What you have to do -> Repeat nothing but the lines below running from the one containing "Thanks for adding the test" to the one containing "PR #36443, opened 2026-05-07". Keep both end lines.

Extracted data ->
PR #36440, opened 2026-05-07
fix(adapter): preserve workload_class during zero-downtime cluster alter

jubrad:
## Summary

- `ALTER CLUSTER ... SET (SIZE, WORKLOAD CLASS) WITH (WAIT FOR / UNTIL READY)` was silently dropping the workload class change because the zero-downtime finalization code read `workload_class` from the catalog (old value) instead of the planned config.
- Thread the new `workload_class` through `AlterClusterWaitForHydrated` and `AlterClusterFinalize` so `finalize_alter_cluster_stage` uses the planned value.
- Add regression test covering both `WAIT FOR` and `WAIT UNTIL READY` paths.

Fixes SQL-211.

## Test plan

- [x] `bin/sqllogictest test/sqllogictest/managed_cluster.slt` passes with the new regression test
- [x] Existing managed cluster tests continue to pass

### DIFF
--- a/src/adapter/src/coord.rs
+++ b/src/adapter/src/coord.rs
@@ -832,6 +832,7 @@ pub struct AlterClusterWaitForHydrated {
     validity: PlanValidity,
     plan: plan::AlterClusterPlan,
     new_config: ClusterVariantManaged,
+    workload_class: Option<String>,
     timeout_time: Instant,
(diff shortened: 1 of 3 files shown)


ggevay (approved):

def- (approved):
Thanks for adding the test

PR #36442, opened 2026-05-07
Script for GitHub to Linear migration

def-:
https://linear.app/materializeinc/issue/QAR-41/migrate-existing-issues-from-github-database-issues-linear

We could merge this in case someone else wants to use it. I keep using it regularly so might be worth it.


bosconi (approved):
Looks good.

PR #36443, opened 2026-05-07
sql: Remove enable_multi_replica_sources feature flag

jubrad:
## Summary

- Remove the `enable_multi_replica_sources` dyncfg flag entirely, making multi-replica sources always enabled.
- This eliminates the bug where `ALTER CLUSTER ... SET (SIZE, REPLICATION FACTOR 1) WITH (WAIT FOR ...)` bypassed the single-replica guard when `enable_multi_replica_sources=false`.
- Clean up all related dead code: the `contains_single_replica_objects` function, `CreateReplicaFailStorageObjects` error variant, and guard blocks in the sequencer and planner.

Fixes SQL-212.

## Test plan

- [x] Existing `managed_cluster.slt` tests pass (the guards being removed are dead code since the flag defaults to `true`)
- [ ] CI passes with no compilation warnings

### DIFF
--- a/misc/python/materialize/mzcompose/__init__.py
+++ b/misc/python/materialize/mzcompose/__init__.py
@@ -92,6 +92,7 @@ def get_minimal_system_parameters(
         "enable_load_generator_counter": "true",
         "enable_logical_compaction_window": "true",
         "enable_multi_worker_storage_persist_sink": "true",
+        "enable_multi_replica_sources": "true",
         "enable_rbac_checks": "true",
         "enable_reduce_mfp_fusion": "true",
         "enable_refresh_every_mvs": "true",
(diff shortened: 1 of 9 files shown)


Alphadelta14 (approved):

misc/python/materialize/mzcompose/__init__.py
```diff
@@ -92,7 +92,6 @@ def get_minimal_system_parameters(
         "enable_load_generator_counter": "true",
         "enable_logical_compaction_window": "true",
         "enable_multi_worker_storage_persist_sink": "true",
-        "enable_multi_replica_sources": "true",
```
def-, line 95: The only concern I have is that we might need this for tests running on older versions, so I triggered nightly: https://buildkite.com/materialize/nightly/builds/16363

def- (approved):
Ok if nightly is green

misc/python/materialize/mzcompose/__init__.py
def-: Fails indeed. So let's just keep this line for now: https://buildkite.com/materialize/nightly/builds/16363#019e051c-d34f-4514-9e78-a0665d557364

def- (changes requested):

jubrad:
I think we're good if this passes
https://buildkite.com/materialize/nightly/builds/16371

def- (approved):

Solution for this task ->
Thanks for adding the test

PR #36442, opened 2026-05-07
Script for GitHub to Linear migration

def-:
https://linear.app/materializeinc/issue/QAR-41/migrate-existing-issues-from-github-database-issues-linear

We could merge this in case someone else wants to use it. I keep using it regularly so might be worth it.


bosconi (approved):
Looks good.

PR #36443, opened 2026-05-07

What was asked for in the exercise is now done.